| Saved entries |
_ _ _ _
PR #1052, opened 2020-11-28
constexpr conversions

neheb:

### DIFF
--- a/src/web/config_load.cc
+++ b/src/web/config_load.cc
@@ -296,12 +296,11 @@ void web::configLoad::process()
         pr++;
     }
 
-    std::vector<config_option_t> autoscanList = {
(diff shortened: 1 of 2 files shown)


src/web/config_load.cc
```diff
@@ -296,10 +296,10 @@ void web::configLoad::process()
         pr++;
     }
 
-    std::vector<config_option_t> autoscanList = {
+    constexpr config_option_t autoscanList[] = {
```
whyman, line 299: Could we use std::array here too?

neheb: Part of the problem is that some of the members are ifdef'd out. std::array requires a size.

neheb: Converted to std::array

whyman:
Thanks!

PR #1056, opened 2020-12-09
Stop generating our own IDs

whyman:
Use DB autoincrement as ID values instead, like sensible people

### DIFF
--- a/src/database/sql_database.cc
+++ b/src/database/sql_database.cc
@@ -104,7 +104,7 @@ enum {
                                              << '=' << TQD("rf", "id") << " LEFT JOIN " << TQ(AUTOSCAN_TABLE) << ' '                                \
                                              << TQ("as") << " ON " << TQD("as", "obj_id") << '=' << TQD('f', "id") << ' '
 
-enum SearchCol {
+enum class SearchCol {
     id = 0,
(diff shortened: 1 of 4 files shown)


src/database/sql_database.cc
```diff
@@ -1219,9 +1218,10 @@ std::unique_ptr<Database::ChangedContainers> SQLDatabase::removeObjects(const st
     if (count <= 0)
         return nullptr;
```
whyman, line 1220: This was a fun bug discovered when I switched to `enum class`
_ _ _ _
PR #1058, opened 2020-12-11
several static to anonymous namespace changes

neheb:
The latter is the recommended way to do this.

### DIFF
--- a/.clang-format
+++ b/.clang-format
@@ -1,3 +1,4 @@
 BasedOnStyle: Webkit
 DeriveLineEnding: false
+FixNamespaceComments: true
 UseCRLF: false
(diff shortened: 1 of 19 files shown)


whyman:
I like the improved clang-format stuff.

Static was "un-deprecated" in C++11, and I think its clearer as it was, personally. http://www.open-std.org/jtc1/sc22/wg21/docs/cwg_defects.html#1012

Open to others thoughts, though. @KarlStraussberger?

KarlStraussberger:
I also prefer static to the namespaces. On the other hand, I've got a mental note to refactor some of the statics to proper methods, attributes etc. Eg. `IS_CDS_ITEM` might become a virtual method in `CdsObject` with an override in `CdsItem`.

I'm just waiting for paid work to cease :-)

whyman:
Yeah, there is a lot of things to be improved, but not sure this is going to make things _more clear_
_ _ _ _
| Work to be completed |
Look above for the line containing "I'm just waiting for paid work to cease :-)" and the line containing "Yeah, there is". Transcribe both, with the lines between them, exactly.

| Answer to this problem |
I'm just waiting for paid work to cease :-)

whyman:
Yeah, there is a lot of things to be improved, but not sure this is going to make things _more clear_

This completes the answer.